Friday, April 27, 2007

Performance (1970) I


Warning: All of the below are spoilers, except the bits where I'm speculating. If you want to be shocked by the ending of the film, don't read any of it at all.



What's all this 'ear, then?

Performance was released on DVD this February; it's taken me until now to manage to sit down and write about it. And that doesn't include the fact that I've had it on VHS for several years. Or that I first saw it in 1976, six years after it was released in England. How, you might ask, does it take 31 years to try to sum up a film? Partly it's me, but Performance is a difficult film to summarize.
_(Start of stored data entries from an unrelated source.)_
PR #7775, opened 2025-09-23
CBG-4864 Import document if cv changes, even if body is unchanged

torcolvin:
CBG-4864 make sure to import document if cv changes

- Check _sync.rev.ver and _sync.rev.src against _vv.ver and _vv.src to decide to do an import even if there is a matching body.

Note: this causes behavior change in CBG-4878.

Notes for reviewer:

- Do I need to care about when HLV is nil, and whether I should include implicit CV in these cases?
- Did I test legacy rev sufficiently?
- Are there unit tests that would work better?

## Pre-review checklist

- [x] `GSI=true,xattrs=true` https://jenkins.sgwdev.com/job/SyncGatewayIntegration/100/

### DIFF
--- a/db/change_cache.go
+++ b/db/change_cache.go
@@ -395,17 +395,12 @@ func (c *changeCache) DocChanged(event sgbucket.FeedEvent, docType DocumentType)
 		if syncData == nil {
 			return
 		}
-		var cv *Version
 		vv := doc.Xattrs[base.VvXattrName]
 		if len(vv) > 0 {
-			cv, err = getCurrentVersionFromVVXattr(vv)
-			if err != nil {
-				base.WarnfCtx(ctx, "Error unmarshalling %s xattr (%q) for doc %q: %v", base.VvXattrName, string(vv), base.UD(docID), err)
+			isSGWrite, _, _ := syncData.IsSGWrite(ctx, event.Cas, doc.Body, rawUserXattr, base.Ptr(rawHLV(vv)))
+			if !isSGWrite {
+				return
 			}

The movie Performance starts in the outside world with a linear story. Chas is a junior enforcer with a firm, a man with a sadistic gift for putting the frighteners on people – when he finds an antagonistic lawyer who purports not to be afraid of him, his destruction of the lawyer's Rolls Royce and humiliation of his chauffeur is a balletic masterpiece. We see him going about his usual business – smashing up a shopkeeper's premises until he agrees that he needs his firm's protection – when he hears his boss mention a bookie Chas knows – and hates. Chas destroys the turf accountant's shop, not realizing that his boss had other plans. He finds himself out of favor. It gets worse; the bookie, realizing the tables have turned, breaks into Chas' flat with a couple of goons and beats him up. (Everyone seems to be convinced Chas is queer; they make jokes about it as they tie him up and whip him. There are BDSM references throughout the film, but Chas, despite a sequence suggesting he's a sexual sadist, has a chirpy and unbruised girlfriend.) Chas manages to reach his hidden gun, shoots the bookie but lets the other two go. Only then does it dawn on him that he's put his firm in danger and he has nowhere to hide.

He pulls out his emergency money and buys a train ticket, but in the station waiting room sees Noel, a black guitarist with a Hendrix 'fro talking to his 'mum', an elderly white lady. He's got a gig, and is leaving his room in Powis Square with the back rent unpaid until he can get the money to his landlord, Turner. Chas changes his mind. He'll hole up in Turner's basement until the heat's off. He takes a taxi to Powis Square, blags his way in by claiming to be a performer himself, a juggler. He pays off the back rent and an exorbitant extra fee Pherber (Anita Pallenberg) thinks up on the spot, and goes to ground. Laraine, the cleaning lady's daughter, a youngster with a deep voice and masculine walk, acts as our Exposition Elf, providing Chas and ourselves with background information on the house and its inhabitants. The cinematography of the 'real' aspects of the house is so clearly defined I swear you can smell it. Upstairs it's patchouli, frangipani and joss sticks; the kitchen is Fairy Liquid dish detergent. The basement smells of damp plaster, dry wood, winter cold and old varnish.


Turner is a retired rock musician, who has, as Pherber says later, lost his demon. He's trapped in the house, a recluse. The upper part of the house is all carpets, silks, divans and cushions in rooms around a cavernous in-home recording studio. Downstairs is the kitchen. Pherber is cooking dinner, a live eel crawling from its fishbowl across the kitchen table as she and Lucy, a boyish French girl, attempt to plug in a transistor radio using two leads ending in sockets rather than a socket and a plug. "You can't fit those together," Pherber says, demonstrating. "It's all holes." In the greenhouse she grows mushrooms, but today she picks a wild one from the garden – an Amanita muscaria, a fly cap, a semi-poisonous and notably powerful hallucinogen. Chas likes mushrooms, he says, so she gives him three-quarters of it, mixed in his food. "That's insane," Turner later says. "I can't make that scene."